WHAT THIS TASK INVOLVES | All of the data is to be restated word for word.
---------------
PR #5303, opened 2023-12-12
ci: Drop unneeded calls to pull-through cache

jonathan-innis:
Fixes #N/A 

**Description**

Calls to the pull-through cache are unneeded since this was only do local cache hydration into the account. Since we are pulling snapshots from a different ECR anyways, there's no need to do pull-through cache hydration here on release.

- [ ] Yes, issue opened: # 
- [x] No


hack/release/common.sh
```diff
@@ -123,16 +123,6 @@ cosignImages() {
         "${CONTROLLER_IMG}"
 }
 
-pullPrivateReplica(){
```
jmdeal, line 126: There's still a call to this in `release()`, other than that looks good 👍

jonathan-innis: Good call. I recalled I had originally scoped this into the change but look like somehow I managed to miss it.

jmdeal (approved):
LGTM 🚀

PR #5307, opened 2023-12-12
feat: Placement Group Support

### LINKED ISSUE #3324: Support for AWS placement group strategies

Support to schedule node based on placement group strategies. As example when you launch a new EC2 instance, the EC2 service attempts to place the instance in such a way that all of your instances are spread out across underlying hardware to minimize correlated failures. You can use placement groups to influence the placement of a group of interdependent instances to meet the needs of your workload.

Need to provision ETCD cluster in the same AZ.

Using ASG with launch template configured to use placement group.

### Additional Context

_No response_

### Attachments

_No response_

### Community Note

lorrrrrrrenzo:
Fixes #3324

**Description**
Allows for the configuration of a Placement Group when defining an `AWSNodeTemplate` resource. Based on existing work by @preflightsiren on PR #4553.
---------------
EXERCISE OUTPUT |
PR #5303, opened 2023-12-12
ci: Drop unneeded calls to pull-through cache

jonathan-innis:
Fixes #N/A 

**Description**

Calls to the pull-through cache are unneeded since this was only do local cache hydration into the account. Since we are pulling snapshots from a different ECR anyways, there's no need to do pull-through cache hydration here on release.

- [ ] Yes, issue opened: # 
- [x] No


hack/release/common.sh
```diff
@@ -123,16 +123,6 @@ cosignImages() {
         "${CONTROLLER_IMG}"
 }
 
-pullPrivateReplica(){
```
jmdeal, line 126: There's still a call to this in `release()`, other than that looks good 👍

jonathan-innis: Good call. I recalled I had originally scoped this into the change but look like somehow I managed to miss it.

jmdeal (approved):
LGTM 🚀

PR #5307, opened 2023-12-12
feat: Placement Group Support

### LINKED ISSUE #3324: Support for AWS placement group strategies

Support to schedule node based on placement group strategies. As example when you launch a new EC2 instance, the EC2 service attempts to place the instance in such a way that all of your instances are spread out across underlying hardware to minimize correlated failures. You can use placement groups to influence the placement of a group of interdependent instances to meet the needs of your workload.

Need to provision ETCD cluster in the same AZ.

Using ASG with launch template configured to use placement group.

### Additional Context

_No response_

### Attachments

_No response_

### Community Note

lorrrrrrrenzo:
Fixes #3324

**Description**
Allows for the configuration of a Placement Group when defining an `AWSNodeTemplate` resource. Based on existing work by @preflightsiren on PR #4553.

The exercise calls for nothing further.